The ADAM Stack Model¶
The stack model that ADAM is based upon was introduced in (Massie et al. 2013) and further refined in (F. A. Nothaft et al. 2015), and is depicted in the figure below. This stack model separates computational patterns from the data model, and the data model from the serialized representation of the data on disk. This enables developers to write queries that run seamlessly on a single node or on a distributed cluster, on legacy genomics data files or on data stored in a high performance columnar storage format, and on sorted or unsorted data, without making any modifications to their query. Additionally, this allows developers to write at a higher level of abstraction without sacrificing performance, since we have the freedom to change the implementation of a layer of the stack in order to improve the performance of a given query.

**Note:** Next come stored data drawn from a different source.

PR #431, opened 2026-07-15
Track the current SDK's SamplingMode.Kind case names

CharlieTLe:
## Proposed changes

FoundationModels renamed GenerationOptions.SamplingMode.Kind's .top/ .nucleus cases to .randomTopK/.randomProbabilityThreshold, which broke compilation against the newer SDK. This file only compiles against a FoundationModels 2.x SDK in the first place, and the self-hosted CI runner is still on the macOS 26 SDK where this whole file compiles out via the canImport gate above it, so there's no CI-compatibility reason to support both names at once -- just track what the currently required SDK declares.

## Checklist


Libraries/MLXFoundationModels/MLXLanguageModel.swift
```diff
@@ -704,16 +704,21 @@ public struct MLXLanguageModel: FoundationModels.LanguageModel, Sendable {
         /// default" -- so an unrecognized case never traps and never reaches the
         /// resolver. All value policy lives in `resolveSamplingParameters`; this
         /// shim is a pure 1:1 case translation.
+        ///
+        /// `Kind`'s case names track whatever the currently-required
+        /// FoundationModels SDK declares (`Kind.top`/`.nucleus` are
+        /// `.randomTopK`/`.randomProbabilityThreshold` as of this SDK); update
+        /// these cases if a newer SDK renames them again.
```
davidkoski: This is ok for a PR comment but we don't really need it in the code -- presumably the code _would_ match the SDK :-)

ctymoszek:
Fix looks good to me, validated on recent build. Thank you!

davidkoski (approved):
Change looks good, thank you!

This stack model is divided into seven levels. Starting from the bottom, these are:
- The physical storage layer is the type of storage media (e.g., hard disk/solid state drives) that are used to store the data.
- The data distribution layer determines how data are made accessible to all of the nodes in the cluster. Data may be made accessible through a POSIX-compliant shared file system such as NFS (Sandberg et al. 1985), a non-POSIX file system that implements Hadoop’s APIs (e.g., HDFS), or through a block-store, such as Amazon S3.
- The materialized data layer defines how the logical data in a single record maps to bytes on disk. We advocate for the use of Apache Parquet, a high performance columnar storage format based off of Google’s Dremel database (Melnik et al. 2010). To support conventional genomics file formats, we exchange the Parquet implementation of this layer with a layer that maps the given schema into a traditional genomics file format (e.g., SAM/BAM/CRAM, BED/GTF/GFF/NarrowPeak, VCF).
- The schema layer defines the logical representation of a datatype.
- The evidence access layer is the software layer that implements and executes queries against data stored on disk. While ADAM was originally built around Apache Spark’s Resilient Distributed Dataset (RDD) API (Zaharia et al. 2012), ADAM has recently enabled the use of Spark SQL (Armbrust et al. 2015) for evidence access and query.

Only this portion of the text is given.